A photo of Thursday’s three-way meeting in Jordan between Prime Minister Binyamin Netanyahu, Jordan’s King Abdullah and US diplomat John Kerry may have carried a subliminal message threatening Netanyahu.
The photographer was positioned in a way that placed Netanyahu’s head squarely at the tip of several long ornamental swords that hang in the king’s palace – with the curved swords apparently aimed at him from both sides. Netanyahu’s appears to be leaning down slightly in a pensive way.
It is a matter of conjecture, whether the photographer was aware of the subliminal message conveyed by the swords or whether the matter is pure coincidence. It is not improbable that the palace photographers are well acquainted with the geography of the rooms and that such placement was done on purpose, however. Doubtless, if the situation had been reversed, with the king’s head placed at the tip of several swords, there would have been a firestorm of protest, and commentators would have noted that beheading by sword has become common practice in today’s chaotic Middle East.
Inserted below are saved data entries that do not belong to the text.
PR #1020, opened 2020-02-04
Add log correlation for log4j and log4j2

### LINKED ISSUE #922: Log correlation: add support for log4j2 and log4j
Currently, only slf4j is supported. So when using plain log4j without slf4j, log correlation does not work.

Nowadays, it's not necessarily recommended or required to use slf4j in order to swap out implementations. Log4j2 also has an API and can bridge to Logback, for example.

felixbarny:
## What does this PR do?

closes elastic/apm-agent-java#922 

## Checklist

~- [ ] Added an API method or config option? Document in which version this will be introduced~
~- [ ] Added an instrumentation plugin? How did you make sure that old, non-supported versions are not instrumented by accident?~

The photo was carried by news agencies including AFP and Reuters and may have been a “pool” photograph submitted to all news agencies by the sole photographer allowed into the room.
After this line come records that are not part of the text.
PR #1040, opened 2020-02-16
Adding pause/resume functionality to reduce agent overhead on stress

### LINKED ISSUE #1029: Temporarily disable agent when the application is at risk of running out of memory
Java implementation of https://github.com/elastic/apm/issues/201

## Motivation

When the application is under high load and at risk to run into a `OutOfMemoryError`, the agent should deactivate itself and free any memory it currently holds. 

## Detection of an overloaded application

When the heap utilization reaches a certain threshold, like 90% the agent waits for a GC. If the heap utilization then still exceeds the threshold, the agent deactivates itself.

## Resuming

If the heap utilization is under the threshold, the agent should resume monitoring.

## What this is not
This does not limit the overhead of the agent but is a mechanism to ensure that the agent is not the straw that breaks the camel’s back if the application is about to crash. We’re not looking at the overhead the agent imposes on the application as the agent runs within the application. It would be very hard and expensive (in terms of performance) to calculate just the CPU time that the agent itself spends. However, the agent is designed to have very little overhead (unless tracing too many methods via `trace_methods`).

Disabling the agent will also not tune down the amount of instrumentation. When the agent deactivates itself, it does not remove the instrumentation but just short-circuits the tracing. 

## Impact on `trace_methods`:
If lots of methods are instrumented via `trace_methods`, temporarily disabling the agent does not significantly reduce the overhead. 

## Impact on inferred spans via async-profiler:
When the agent is temporarily disabled, async-profiler can be completely disabled and any overhead related to it will be zero. This is because async-profiler does not instrument methods but rather takes thread dumps/stack traces at regular intervals.

eyalkoren:
## What does this PR do?
This PR introduces a tracer state, including currently the following states:
- `RUNNING` - agent is fully functional
- `PAUSED` - agent resource consumption (more specifically- CPU*, memory allocations and IO) is at minimum, but can quickly fully resume to normal working state
- `STOPPED` - agent is non functional

\* If agent is configured to heavily instrument methods (for example, if `trace_methods` config option is abused), CPU overhead may still be considerable.

In addition, it extends the `LifecycleListener` interface to include `pause` and `resume` methods, to be implemented by any heavy resource users. 
A new `LifecycleListener` implementation runs a background thread that polls system/process stress monitors on preset intervals. If the agent in in `RUNNING` state and ANY of the monitors indicates that the tracer should be pause, it will invoke this state change. If the agent in in `PAUSED` state and ALL of the monitors indicate that the tracer should resume, it will invoke this state change.  

This PR is currently in Draft mode, mainly used for allowing design review.

## Checklist

## Author's Checklist

- [x] Consolidate the `active` configuration with the circuit breaker events into a single tracer's state
- [x] Make monitors' settings configurable and properly documented
- [x] Add a GC stress monitor (test manually)
- [x] Add a CPU stress monitor (test manually)
- [x] Test compatibility with HotSpot and J9
- [x] In potentially massive instrumentations, when agent is `PAUSED`, instrumented code being executed should be minimal - we do not create spans in `trace_methods` spans, but we cannot change the API spans currently - changing the API to return `null` on span creation is a breaking change and using an immutable NOOP object means we cannot support context propagation.
- [x] Implement `pause` and `resume` callbacks in Async Profiler `LifecycleListener`s - @felixbarny I'll leave this one to you
- [x] Verify that break down metrics are not collected when `PAUSED`
- [x] Align plugins to behave the same with regard to context propagation when the agent is `PAUSED` (spans should not be created).
- [x] Look into clearing object pools when pausing without increasing usage overhead - decided to defer this one for now - only clearing the pool as a `pause` callback doesn't make a lot of sense as it won't include all in-flight objects. Adding a timestamp on objects and return only objects allocated after the `pause` means concurrency (visibility) overhead and complication. I think the best option is using a thread that will periodically clear specific pools (probably only spans and transactions) when the agent is paused. Still, this should come with a safety check that we are actually not keeping allocating objects, thus increasing overhead...

## Related issues

Closes #1029 

### GC monitoring
When garbage collector fails to recover minimal portion of the heap (configurable by percentage), agent should switch to `PUASED` state. When garbage collector succeeds to recover sufficient heap space (configurable by percentage), agent should resume to `RUNNING` state.

### CPU monitoring
If the **system** CPU load crosses a configured threshold for a consecutive (configured) number of measurements- the agent will pause. By default, that would happen after a minute (12 consecutive measurements done in 5 second intervals) with system CPU usage over 95%.
When the system CPU load is measured below another threshold for the same period of time, the agent will resume. By default, that would happen after one minute of CPU under 80%.

#### Agent log
```
2020-02-20 18:14:23.950 [elastic-apm-circuit-breaker] INFO co.elastic.apm.agent.impl.circuitbreaker.GCStressMonitor - Heap G1 Old Gen pool usage after the last GC has crossed the configured threshold 0.8: 133650656/157286400 (used/max)
2020-02-20 18:14:23.950 [elastic-apm-circuit-breaker] INFO co.elastic.apm.agent.impl.ElasticApmTracer - Tracer switched to PAUSED state
...
2020-02-20 18:15:08.974 [elastic-apm-circuit-breaker] DEBUG co.elastic.apm.agent.impl.circuitbreaker.GCStressMonitor - Heap G1 Old Gen pool usage after the last GC is over the threshold of 0.6: 133650656/157286400 (used/max)
...
2020-02-20 18:19:34.086 [elastic-apm-circuit-breaker] DEBUG co.elastic.apm.agent.impl.circuitbreaker.GCStressMonitor - Heap G1 Old Gen pool usage after the last GC is below the threshold of 0.6: 91855984/157286400 (used/max)
2020-02-20 18:19:34.086 [elastic-apm-circuit-breaker] INFO co.elastic.apm.agent.impl.ElasticApmTracer - Tracer switched to RUNNING state
```

#### Metrics view
Screen Shot 2020-02-20 at 18 22 55

#### Transaction view
Screen Shot 2020-02-20 at 18 22 40

#### Agent log
```
020-02-25 08:54:09.075 [elastic-apm-circuit-breaker] DEBUG co.elastic.apm.agent.impl.circuitbreaker.SystemCpuStressMonitor - System CPU measurement: 0.8467177607464179
2020-02-25 08:54:09.075 [elastic-apm-circuit-breaker] INFO co.elastic.apm.agent.impl.circuitbreaker.CircuitBreaker - Stress detected by co.elastic.apm.agent.impl.circuitbreaker.SystemCpuStressMonitor: Latest system CPU load value measured is 0.8467177607464179. This is the 12th consecutive measurement that crossed the configured stress threshold - 0.8, which indicates this host is under CPU stress.
2020-02-25 08:54:09.075 [elastic-apm-circuit-breaker] INFO co.elastic.apm.agent.impl.ElasticApmTracer - Tracer switched to PAUSED state
...
2020-02-25 08:58:24.170 [elastic-apm-circuit-breaker] DEBUG co.elastic.apm.agent.impl.circuitbreaker.SystemCpuStressMonitor - System CPU measurement: 0.12389675270607826
2020-02-25 08:58:24.170 [elastic-apm-circuit-breaker] INFO co.elastic.apm.agent.impl.circuitbreaker.SystemCpuStressMonitor - Latest system CPU load value measured is 0.12389675270607826. This is 12th consecutive measurement that is below the configured relief threshold - 0.6
2020-02-25 08:58:24.170 [elastic-apm-circuit-breaker] INFO co.elastic.apm.agent.impl.circuitbreaker.CircuitBreaker - All registered stress monitors indicate that the stress has been relieved
2020-02-25 08:58:24.170 [elastic-apm-circuit-breaker] INFO co.elastic.apm.agent.impl.ElasticApmTracer - Tracer switched to RUNNING state
```

#### Metrics view
Screen Shot 2020-02-25 at 9 03 30

#### Transaction view
Screen Shot 2020-02-25 at 9 02 57


apm-agent-core/src/main/java/co/elastic/apm/agent/impl/ElasticApmTracer.java
```diff
@@ -555,11 +561,57 @@ public void registerSpanListener(ActivationListener activationListener) {
...
+    public boolean isRunning() {
+        return state == TracerState.RUNNING;
+    }
+
+    public TracerState getState() {
+        return state;
+    }
+
+    private synchronized TracerState setState(TracerState newState) {
+        state = newState;
```
eyalkoren: Change to a simple volatile (benchmark to test)

apm-agent-plugins/apm-servlet-plugin/src/test/java/co/elastic/apm/agent/servlet/ApmFilterTest.java
```diff
@@ -79,9 +79,10 @@ void testEndsTransaction() throws IOException, ServletException {
 
     @Test
     void testDisabled() throws IOException, ServletException {
-        when(tracer.getConfig(CoreConfiguration.class).isActive()).thenReturn(false);
+        tracer.pause();
         filterChain.doFilter(new MockHttpServletRequest(), new MockHttpServletResponse());
         assertThat(reporter.getTransactions()).hasSize(0);
+        tracer.resume();
```
felixbarny: The state should be reset after each test. If there's an exception in this methods, the state should not leak into other tests. Probably best to call `tracer.resume()` in `co.elastic.apm.agent.AbstractInstrumentationTest#afterAll`

apm-agent-core/src/main/java/co/elastic/apm/agent/impl/circuitbreaker/CircuitBreakerConfiguration.java
```diff
@@ -0,0 +1,67 @@
...
+            "If ANY of the monitors detects a stress indication, the agent will become inactive, as if the \n" +
+            "<<config-active>> configuration option has been set to `false`, thus reducing resource consumption to a minimum. \n" +
+            "When inactive, the agent continues polling the same monitors in order to detect whether the stress state \n" +
+            "has been relieved. If ALL monitors approve that the system/process/JVM is not under stress anymore, the \n" +
+            "agent will resume and become fully functional.")
+        .dynamic(true)
+        .buildWithDefault(false);
+
+    private final ConfigurationOption<TimeDuration> stressMonitoringInterval = TimeDurationValueConverter.durationOption("s")
+        .key("stress_monitoring_interval")
```
felixbarny: This is quite a low-level config option. Maybe make it `internal`?

apm-agent-core/src/main/java/co/elastic/apm/agent/impl/circuitbreaker/CircuitBreakerConfiguration.java
```diff
@@ -0,0 +1,67 @@
...
+        .configurationCategory(CIRCUIT_BREAKER_CATEGORY)
+        .description("A boolean specifying whether the circuit breaker should be enabled or not. \n" +
+            "When enabled, the agent periodically polls stress monitors to detect system/process/JVM stress state. \n" +
+            "If ANY of the monitors detects a stress indication, the agent will become inactive, as if the \n" +
+            "<<config-active>> configuration option has been set to `false`, thus reducing resource consumption to a minimum. \n" +
+            "When inactive, the agent continues polling the same monitors in order to detect whether the stress state \n" +
+            "has been relieved. If ALL monitors approve that the system/process/JVM is not under stress anymore, the \n" +
+            "agent will resume and become fully functional.")
+        .dynamic(true)
+        .buildWithDefault(false);
```
felixbarny: I think we should enable the circuit breaker by default. If the stress monitors have config options, maybe we don't need this global switch?

apm-agent-core/src/main/java/co/elastic/apm/agent/impl/circuitbreaker/CircuitBreaker.java
```diff
@@ -0,0 +1,123 @@
...
+            try {
+                if (circuitBreakerConfiguration.isCircuitBreakerEnabled()) {
+                    if (isCurrentlyUnderStress) {
+                        boolean stressRelieved = true;
+                        for (StressMonitor stressMonitor : stressMonitors) {
+                            stressRelieved &= stressMonitor.isStressRelieved();
+                        }
+                        if (stressRelieved) {
+                            isCurrentlyUnderStress = false;
+                            tracer.stressRelieved();
```
felixbarny: Probably not for the first version but I think it makes sense to wait until the stress monitors didn't detect stress for n consecutive iterations. Otherwise, we might quickly switch between off and on.

apm-agent-core/src/main/java/co/elastic/apm/agent/impl/circuitbreaker/CircuitBreaker.java
```diff
@@ -0,0 +1,123 @@
...
+                        }
+                    } else {
+                        for (StressMonitor stressMonitor : stressMonitors) {
+                            if (stressMonitor.isUnderStress()) {
+                                isCurrentlyUnderStress = true;
+                                tracer.stressDetected();
```
felixbarny: Log which stress monitor has detected stress and what the current values are (for example CPU% or heap%)

apm-agent-core/src/main/java/co/elastic/apm/agent/context/ClosableLifecycleListenerAdapter.java
```diff
@@ -0,0 +1,45 @@
...
+package co.elastic.apm.agent.context;
+
+import java.io.Closeable;
+
+public class ClosableLifecycleListenerAdapter extends AbstractLifecycleListener {
+
+    private final Closeable closeable;
+
+    public static LifecycleListener of(Closeable closeable) {
+        return new co.elastic.apm.agent.context.ClosableLifecycleListenerAdapter(closeable);
```
SylvainJuge: remove FQN

apm-agent-core/src/main/java/co/elastic/apm/agent/context/LifecycleListener.java
```diff
@@ -47,6 +47,34 @@
...
     void start(ElasticApmTracer tracer);
 
+    /**
+     * Callback for when {@link ElasticApmTracer#pause()} has been called.
+     * <p>
+     * Typically, this method is used to reduce overhead on the application to a minimum. This can be done by cleaning
+     * up resources like object pools, as well as by avoiding tracing-related overhead.
+     * </p>
+     * <p>
+     * Exceptions thrown from this method are caught and handled so that they don't prevent further cleanup actions.
```
SylvainJuge: maybe replace "are caught and handled" maybe "should be caught and handled", because we document how users should use this method.

apm-agent-core/src/main/java/co/elastic/apm/agent/context/LifecycleListener.java
```diff
@@ -47,6 +47,34 @@
...
+    void pause() throws Exception;
+
+    /**
+     * Callback for when {@link ElasticApmTracer#resume()} has been called.
+     * <p>
+     * Typically, used in order to revert the actions taken by the {@link LifecycleListener#pause()} method, allowing
+     * the agent to restore all tracing capabilities
+     * </p>
+     * <p>
+     * Exceptions thrown from this method are caught and handled so that they don't prevent further cleanup actions.
```
SylvainJuge: same as above, + reword it so we don't mention any cleanup (as it's a resume operation).

apm-agent-core/src/main/java/co/elastic/apm/agent/context/LifecycleListener.java
```diff
@@ -47,6 +47,34 @@
...
+     * </p>
+     *
+     * @throws Exception When something goes wrong performing the cleanup.
```
SylvainJuge: cleanup > resume

apm-agent-core/src/main/java/co/elastic/apm/agent/impl/ElasticApmTracer.java
```diff
@@ -641,4 +751,10 @@ private String getServiceName(@Nullable ClassLoader initiatingClassLoader) {
     public void resetServiceNameOverrides() {
         serviceNameByClassLoader.clear();
     }
+
+    public enum TracerState {
+        STOPPED,
```
SylvainJuge: maybe describe a bit what are agent states and the main transitions between them.

apm-agent-core/src/main/java/co/elastic/apm/agent/impl/circuitbreaker/CircuitBreaker.java
```diff
@@ -0,0 +1,144 @@
...
+        }
+    }
+
+    private void pollStressMonitors() {
+        while (!Thread.currentThread().isInterrupted()) {
+            try {
+                if (circuitBreakerConfiguration.isCircuitBreakerEnabled()) {
+                    if (isCurrentlyUnderStress) {
+                        boolean stressRelieved = true;
+                        for (StressMonitor stressMonitor : stressMonitors) {
```
SylvainJuge: this is a bit hard to read due to lots of conditionals & try/catch, maybe splitting in two smaller methods `isStressRelieved` and `isUnderStress` would make the intent a bit easier to grasp.

apm-agent-core/src/main/java/co/elastic/apm/agent/impl/circuitbreaker/CircuitBreaker.java
```diff
@@ -0,0 +1,144 @@
...
+                pollStressMonitors();
+            }
+        });
+    }
+
+    private void loadGCStressMonitor(ElasticApmTracer tracer) {
+        try {
+            stressMonitors.add(new GCStressMonitor(tracer));
+        } catch (Throwable throwable) {
+            logger.error("Failed to load the GC stress monitor. Circuit breaker will not be triggered based on GC events.", throwable);
```
SylvainJuge: what kind of failures do we expect here ? shouldn't they be managed at monitor implementation level ?
if there are missing JMX attributes for example, we should rather have a monitor that does never calls pause/resume than an exception thrown from constructor.

apm-agent-core/src/main/java/co/elastic/apm/agent/impl/circuitbreaker/CircuitBreaker.java
```diff
@@ -0,0 +1,144 @@
...
+                                }
+                            }
+                        }
+                    }
+                } else if (isCurrentlyUnderStress) {
+                    isCurrentlyUnderStress = false;
+                    tracer.stressRelieved();
+                }
+            } catch (Throwable throwable) {
+                logger.error("Error occurred during Circuit Breaker polling", throwable);
```
SylvainJuge: this catch block should never be called, because all potential exceptions from stress monitor are already caught.

apm-agent-core/src/main/java/co/elastic/apm/agent/impl/circuitbreaker/CircuitBreakerConfiguration.java
SylvainJuge: +1 on keeping it active by default, if config options have "disabled values" that make equivalent behavior that will be one less parameter to document and to explain.

apm-agent-core/src/main/java/co/elastic/apm/agent/impl/circuitbreaker/CircuitBreakerConfiguration.java
eyalkoren: The main reason I want to expose it is the CPU monitor I am about to add- I think it is a delicate monitor and I certainly don't want to make a decision to pause the agent because CPU usage was over some threshold for 5 seconds or so. I am thinking of adding a CPU-monitor-config option that we define how many consecutive measurements should be considered before making a decision. I think having both together makes sense.

apm-agent-core/src/main/java/co/elastic/apm/agent/impl/circuitbreaker/CircuitBreakerConfiguration.java
eyalkoren: We are thinking of making it on by default in the near future, in which case, in order to turn it off, users will have to change multiple configurations if we do that. 
I am thinking about someone getting sporadic pauses with their agents because of some specific JVM or other environmental setups, being required to do that. Moreover, I made sure it is dynamic as well so users can turn off while it's running, without being required to figure out which monitor settings need to be changed.
I already documented and explained, so currently the additional work is to remove.

apm-agent-core/src/main/java/co/elastic/apm/agent/impl/circuitbreaker/CircuitBreaker.java
eyalkoren: The stress is considered relieved by looking on a separate threshold, so this should be addressed.
Still, deciding **that there is stress** based on CPU usage will probably make more sense if based on n consecutive iterations...

apm-agent-core/src/main/java/co/elastic/apm/agent/context/LifecycleListener.java
eyalkoren: > because we document how users should use this method.

Not really... It's a listener interface so we document how users should implement this method. The tracer is using it in a single place. This is basically encourage implementors to throw informative Exceptions.

apm-agent-core/src/main/java/co/elastic/apm/agent/context/LifecycleListener.java
eyalkoren: Same as above, reworded the `cleanup` to match resume, thanks for noticing!

apm-agent-core/src/main/java/co/elastic/apm/agent/impl/circuitbreaker/CircuitBreaker.java
eyalkoren: > what kind of failures do we expect here ? 

Not expecting, just watching out from

> shouldn't they be managed at monitor implementation level ?

Yes, unless the class itself fails to load, eg because of missing dependencies. Since it is JMX, I was cautious even though we ended up using a generic API. I can see why it seems overly cautious, but if there's no reason to remove, let's leave it.

> if there are missing JMX attributes for example, we should rather have a monitor that does never calls pause/resume than an exception thrown from constructor.

I thought more about failure to load the class, rather than an exception in the constructor. This guard is not about the concern of pausing/resuming, it is in order to make sure we do not fail to register the next monitor if this one cannot be loaded.

apm-agent-core/src/main/java/co/elastic/apm/agent/impl/circuitbreaker/CircuitBreaker.java
eyalkoren: All potential `Exception`s but not `Throwable`s. 
If, by accident, we get an `OutOfMemoryError` in our monitor, this is probably the only agent functionality I want to keep alive 🙂 .
This is the thread's main loop, it makes sense to not let the thread die from unnatural causes.

apm-agent-plugins/apm-servlet-plugin/src/test/java/co/elastic/apm/agent/servlet/ApmFilterTest.java
eyalkoren: Add to be done `@AfterEach`

apm-agent-core/src/main/java/co/elastic/apm/agent/impl/circuitbreaker/CircuitBreaker.java
eyalkoren: I did it through the GC monitor, but now added it to the API so it can be done centrally here

apm-agent-core/src/main/java/co/elastic/apm/agent/impl/circuitbreaker/CircuitBreaker.java
SylvainJuge: Ok then probably makes sense to at least add a comment why we need to catch everything here.

apm-agent-core/src/main/java/co/elastic/apm/agent/impl/circuitbreaker/CircuitBreaker.java
```diff
@@ -108,6 +115,41 @@ private void pollStressMonitors() {
         }
     }
 
+    private void checkIfUnderStress() {
```
felixbarny: It seems a bit strange that a method named `check*` modifies state. Could we just return a boolean here and handle based on that in `pollStressMonitors`?

```
if (isUnderStress()) {
    isCurrentlyUnderStress = true;
    tracer.stressDetected();
}
```

apm-agent-core/src/main/java/co/elastic/apm/agent/impl/circuitbreaker/CircuitBreaker.java
```diff
@@ -108,6 +115,41 @@ private void pollStressMonitors() {
...
+                if (logger.isDebugEnabled()) {
+                    logger.debug("Failed to poll " + stressMonitor.getClass().getName(), e);
+                }
+            }
+        }
+        if (stressRelieved) {
+            logger.info("All registered stress monitors indicate that the stress has been relieved");
+            isCurrentlyUnderStress = false;
+            tracer.stressRelieved();
+        }
```
felixbarny: Similar story: return boolean and extract this part to the caller.

apm-agent-core/src/main/java/co/elastic/apm/agent/impl/circuitbreaker/CircuitBreakerConfiguration.java
```diff
@@ -51,17 +53,99 @@
...
+        .tags("performance")
+        .description("The threshold used by the GC monitor to rely on for identifying when the heap is not under stress .\n" +
+            "If `stress_monitor_gc_stress_threshold` has been crossed, the agent will consider it a heap-stress state. \n" +
+            "In order to determine that the stress state is over, percentage of occupied memory in ALL heap pools should \n" +
+            "be lower than this threshold. The GC monitor relies only on memory consumption measured after a recent GC.")
+        .dynamic(true)
+        .addValidator(isInRange(0d, 1d))
+        .buildWithDefault(0.75);
+
+    private final ConfigurationOption<Integer> cpuConsecutiveMeasurements = ConfigurationOption.integerOption()
```
felixbarny: Can we make this a `TimeDuration` option which calculates the number of measurements based on `stress_monitoring_interval`?

apm-agent-core/src/main/java/co/elastic/apm/agent/impl/circuitbreaker/CircuitBreaker.java
eyalkoren: Yes we can

apm-agent-core/src/main/java/co/elastic/apm/agent/impl/circuitbreaker/CircuitBreakerConfiguration.java
eyalkoren: Yes we can!

apm-agent-core/src/main/java/co/elastic/apm/agent/impl/ElasticApmTracer.java
```diff
@@ -560,11 +584,84 @@ public void registerSpanListener(ActivationListener activationListener) {
...
         }
+        if (activeConfigOptionSet) {
+            tracerState = TracerState.RUNNING;
+            logger.info("Tracer switched to RUNNING state");
+        } else {
+            pause();
+        }
+    }
+
+    public synchronized void stressDetected() {
```
SylvainJuge: Naming, maybe `onStressDetected` would be more explicit, same for `onStressRelieved` below.

apm-agent-core/src/main/java/co/elastic/apm/agent/impl/ElasticApmTracer.java
```diff
@@ -560,11 +584,84 @@ public void registerSpanListener(ActivationListener activationListener) {
...
+        //      if current state is PAUSED and currentlyUnderStress==false - then resume
+        if (wasActive && !shouldBeActive && tracerState == TracerState.RUNNING) {
+            pause();
+        } else if (!wasActive && shouldBeActive && tracerState == TracerState.PAUSED && !currentlyUnderStress) {
+            resume();
+        }
+        activeConfigOptionSet = shouldBeActive;
+    }
+
+    synchronized void pause() {
```
SylvainJuge: why do we have `pause` and `resume` as package-private ? if only for testing, doing it through `stressDetected` and `stressRelieved` methods above should be enough.

apm-agent-core/src/main/java/co/elastic/apm/agent/impl/ElasticApmTracer.java
```diff
@@ -119,7 +120,11 @@ protected Boolean initialValue() {
     private final MetricRegistry metricRegistry;
     private Sampler sampler;
     boolean assertionsEnabled = false;
-    private static final WeakConcurrentMap<ClassLoader, String> serviceNameByClassLoader = new WeakConcurrentMap.WithInlinedExpunction<>();
+    private long lastSpanMaxWarningTimestamp;
+
+    private volatile TracerState tracerState = TracerState.STOPPED;
```
SylvainJuge: Maybe add a small comment to explain why those variables are `volatile` and which object is used to synchronize access to them.

apm-agent-core/src/main/java/co/elastic/apm/agent/impl/ElasticApmTracer.java
```diff
@@ -646,4 +743,26 @@ private String getServiceName(@Nullable ClassLoader initiatingClassLoader) {
...
     }
+
+    /**
+     * An enumeration used to represent the current tracer state.
+     */
+    public enum TracerState {
+        /**
+         * Agent is in this state either before starting, or after being stopped.
+         */
+        STOPPED,
```
SylvainJuge: When agent is in `stopped` state after being stopped, can we transition to any other state ?

apm-agent-core/src/main/java/co/elastic/apm/agent/impl/circuitbreaker/CircuitBreakerConfiguration.java
```diff
@@ -0,0 +1,151 @@
...
+        .key("stress_monitor_cpu_num_measurements")
+        .configurationCategory(CIRCUIT_BREAKER_CATEGORY)
+        .tags("added[1.14.0]")
+        .tags("performance")
+        .description("The number of measurements required in order to determine whether the system is \n" +
```
SylvainJuge: Is that a number of consecutive measurements ? if yes (I guess it's the case) might be relevant to make it explicit here.

apm-agent-core/src/main/java/co/elastic/apm/agent/util/JmxUtils.java
```diff
@@ -0,0 +1,95 @@
...
+        "com.sun.management.OperatingSystemMXBean" // HotSpot
+    );
+
+    @Nullable
+    private static Class<?> operatingSystemBeanClass;
+
+    @Nullable
+    public synchronized static Method getOperatingSystemMBeanMethod(OperatingSystemMXBean operatingSystemBean, String methodName) {
+        if (!initialized) {
+            // lazy initialization - try loading the classes as late as possible
```
SylvainJuge: why do we need to do that ? can you elaborate a bit when this is required and how it helps ?
For example, do we need to wait another part of the application (like an application server startup) to execute before trying to use this code ?

apm-agent-core/src/test/java/co/elastic/apm/agent/AbstractServletTest.java
```diff
@@ -41,15 +49,30 @@
...
+
     @Nullable
     private static Server server;
     protected OkHttpClient httpClient;
 
+    @BeforeAll
+    static void setup() {
+        reporter = new MockReporter();
+        config = SpyConfiguration.createSpyConfig();
+        tracer = new ElasticApmTracerBuilder()
```
SylvainJuge: this will conflict with the changes I did in the JDBC PR, thus we need to not forget about this to be sure the right thing is merged afterwards.

apm-agent-plugins/apm-profiling-plugin/src/main/java/co/elastic/apm/agent/profiler/ProfilingFactory.java
```diff
@@ -58,6 +58,16 @@ public void start(ElasticApmTracer tracer) {
         tracer.registerSpanListener(new ProfilingActivationListener(tracer, profiler));
     }
 
+    @Override
+    public void pause() throws Exception {
+        // todo - implement
```
SylvainJuge: why we have todos left here ? should we implement them or leave an empty impl. ?

apm-agent-plugins/apm-profiling-plugin/src/main/java/co/elastic/apm/agent/profiler/SamplingProfiler.java
```diff
@@ -546,6 +546,16 @@ public void start(ElasticApmTracer tracer) {
...
     }
 
+    @Override
+    public void pause() throws Exception {
+        // todo - implement
+    }
+
+    @Override
+    public void resume() throws Exception {
+        // todo - implement
```
SylvainJuge: same as previous.

apm-agent-core/src/main/java/co/elastic/apm/agent/impl/ElasticApmTracer.java
eyalkoren: This is an (internal) tracer API, so I think package private is a good choice.
I use it widely in tests, which by itself qualifies to make it package private. 
Testing what happens when we pause the agent in the Quartz test through `stressDetected` is a much worse option in my opinion.

apm-agent-core/src/main/java/co/elastic/apm/agent/impl/ElasticApmTracer.java
eyalkoren: Currently no, there is no such option. This is actually something that bothered me when I introduced the state (the fact that there is no single definition to the `STOPPED` state).
I will add an `UNINITIALIZED` state to distinguish and will add proper commenting.

apm-agent-core/src/main/java/co/elastic/apm/agent/impl/circuitbreaker/CircuitBreakerConfiguration.java
eyalkoren: I am changing this one based on https://github.com/elastic/apm-agent-java/pull/1040#discussion_r386428151

apm-agent-core/src/main/java/co/elastic/apm/agent/util/JmxUtils.java
eyalkoren: > why do we need to do that ?

Because it is always a good idea to look for a class in the classpath as late as possible, as I elaborated. Otherwise this check may be premature.

> For example, do we need to wait another part of the application (like an application server startup) to execute before trying to use this code ?

Maybe 🙂 . I rather not wait for someone reporting on such scenario. Unless there is a good reason to avoid, safer code seems like the better option.

apm-agent-plugins/apm-profiling-plugin/src/main/java/co/elastic/apm/agent/profiler/ProfilingFactory.java
eyalkoren: Yes, I left that to @felixbarny with a comment at the top, I hope it was not missed...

The meeting was held at a time of great tension between Jordan and Israel regarding the insistence by some Jews to pray at the Temple Mount, the Jewish nation’s holiest location. Muslims are adamant that Jews may not pray at the site, and have responded with violence to attempts to allow the prayer, which they claim is a violation of the status quo agreed after Israel liberated the Mount in 1967.
Temple activist Yehuda Glick was shot by a would-be assassin two weeks ago, by a terrorist who opposes Jewish prayer on the Mount. Netanyahu has said he will not allow a change in the status quo and that Jews will not be allowed to rpay on the Mount. The Mount was opened to Muslims of all ages on Friday although anti-Jewish violence in Jerusalem has not come to a halt.
Nationalist Jews see this decision as an ignominious surrender to Muslim terrorism.
In 2008, a White House photograph of U.S. President Barack Obama with his feet on his desk while speaking on the phone with Binyamin Netanyahu turned into a news story in own right, with reporters in Israel and elsewhere speculating that it was meant to send a message of disrespect.
In 2010, Israel’s then-deputy foreign minister Danny Ayalon purposely staged a photo-op in which the Turkish ambassador sat on a low chair, to make him appear humiliated. The ploy was revealed by an Israel camera team and cause da crisis in Israeli-Turkish relations.